START Information
PR #1072, opened 2022-01-19
Redesign media-playlist-repeat-symbolic

danrabbit:
Goals:
* Use the slashy for more clear disabled state
* Increase legibility for each state by making sure elements don't overlap arrows
* Use new rounded arrow shape

Screenshot from 2022-01-19 11 39 24

Some comparison between old shape and a couple new proposals

Screenshot from 2022-01-19 11 31 15


cassidyjames (approved):
🔥

PR #1074, opened 2022-01-21
Status: update shuffle and consecutive

danrabbit:
Use new arrow shape and match size of repeat:

Screenshot from 2022-01-21 13 23 46

and in context:

Screenshot from 2022-01-21 13 27 19


micahilbery (approved):
Looks great! :+1:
END Information
* **What the exercise asks**: Only those lines running from the one containing "Some comparison between" through the last line of the data above are to be copied, exactly, with both ends included.

* **Your response**:
Some comparison between old shape and a couple new proposals

Screenshot from 2022-01-19 11 31 15


cassidyjames (approved):
🔥

PR #1074, opened 2022-01-21
Status: update shuffle and consecutive

danrabbit:
Use new arrow shape and match size of repeat:

Screenshot from 2022-01-21 13 23 46

and in context:

Screenshot from 2022-01-21 13 27 19


micahilbery (approved):
Looks great! :+1:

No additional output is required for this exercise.